1.1.2 The Portability Problem

The software industry has a special characteristic that makes it stand apart from most other industries. Each year, and sometimes even faster, new technologies are being invented and becoming popular (for example Java, Linux, XML, HTML, SOAP, UML, J2EE, .NET, JSP, ASP, Flash, Web Services, and so on). Many companies need to follow these new technologies for good reasons:

• The technology is demanded by the customers (e.g., Web interfaces).

• It solves some real problems (e.g., XML for interchange or Java for portability).

• Tool vendors stop supporting old technologies and focus on the new one (e.g., UML support replaces OMT).

The new technologies offer tangible benefits for companies and many of them cannot afford to lag behind. Therefore, people have to jump on these new technologies quite fast. As a consequence, the investments in previous technologies lose value and they may even become worthless.

The situation is even more complex because the technologies themselves change as well. They come in different versions, without a guarantee that they are backwards compatible. Tool vendors usually only support the two or three most recent versions.

As a consequence, existing software is either ported to the new technology, or to a newer version of an existing technology. The software may remain unchanged utilizing the older technology, in which case the existing, now legacy, software needs to interoperate with new systems that will be built using new technology.

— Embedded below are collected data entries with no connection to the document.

PR #462, opened 2020-03-09
Fix sentry in worker

lachmanfrantisek:
- Configure sentry only for the first time.
- Fixes RED-HAT-0P-2AV (I hope.)

### DIFF
--- a/tests/unit/test_utils.py
+++ b/tests/unit/test_utils.py
@@ -1,0 +1,94 @@
+# MIT License
+#
+# Copyright (c) 2018-2019 Red Hat, Inc.
+
+# Permission is hereby granted, free of charge, to any person obtaining a copy
+# of this software and associated documentation files (the "Software"), to deal
+# in the Software without restriction, including without limitation the rights
+# to use, copy, modify, merge, publish, distribute, sublicense, and/or sell
+# copies of the Software, and to permit persons to whom the Software is
+# furnished to do so, subject to the following conditions:
+#
+# The above copyright notice and this permission notice shall be included in all
+# copies or substantial portions of the Software.
+#
+# THE SOFTWARE IS PROVIDED "AS IS", WITHOUT WARRANTY OF ANY KIND, EXPRESS OR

1.1.3 The Interoperability Problem

Software systems rarely live in isolation. Most systems need to communicate with other, often already existing, systems. As a typical example we have seen that over the past years many companies have been building new Web-based systems. The new end-user application runs in a Web browser (using various technologies like HTML, ASP, JSP, and so on) and it needs to get its information from existing back-end systems.

Even when systems are completely built from scratch, they often span multiple technologies, sometimes both old and new. For example, when a system uses Enterprise Java Beans (EJB), it also needs to use relational databases as a storage mechanism.

Over the years we have learned not to build huge monolithic systems. Instead we try to build components that do the same job by interacting with each other. This makes it easier (or at all possible) to make changes to a system. The different components are all built using the best technology for the job, but need to interact with each other. This has created a need for interoperability.

1.1.4 The Maintenance and Documentation Problem

In the previous sections, we touched upon the problem of maintenance. Documentation has always been a weak link in the software development process. It is often done as an afterthought. Most developers feel their main task is to produce code. Writing documentation during development costs time and slows down the process. It does not support the developer's main task. The availability of documentation supports the task of those that come later. So, writing documentation feels like doing something for the sake of prosperity , not for your own sake. There is no incentive to writing documentation other than your manager, who tells you that you must.

This is one of the main reasons why documentation is often not of very good quality. The only persons that can check the quality are fellow developers who hate the job of writing documentation just as much. This also is the reason that documentation is often not kept up to date. With every change in the code the documentation needs to be changed as well ”by hand!

The developers are wrong, of course. Their task is to develop systems that can be changed and maintained afterwards. Despite the feelings of many developers, writing documentation is one of their essential tasks.

A solution to this problem at the code level is the facility to generate the documentation directly from the source code, ensuring that it is always up to date. The documentation is in effect part of the code and not a separate entity. This is supported in several programming languages, like Eiffel and Java. This solution, however, only solves the low-level documentation problem. The higher-level documentation (text and diagrams) still needs to be maintained by hand. Given the complexity of the systems that are built, documentation at a higher level of abstraction is an absolute must.